▶ **Dataset records**
PR #3875, opened 2019-02-11
Remove unnecessary attributes from TaskSession

jiivan:
Lints cleaning in TaskSession

### DIFF
--- a/golem/task/tasksession.py
+++ b/golem/task/tasksession.py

▶ **Exercise**
Copy whichever lines above contain the string "golem".

▶ **Answer**
--- a/golem/task/tasksession.py
+++ b/golem/task/tasksession.py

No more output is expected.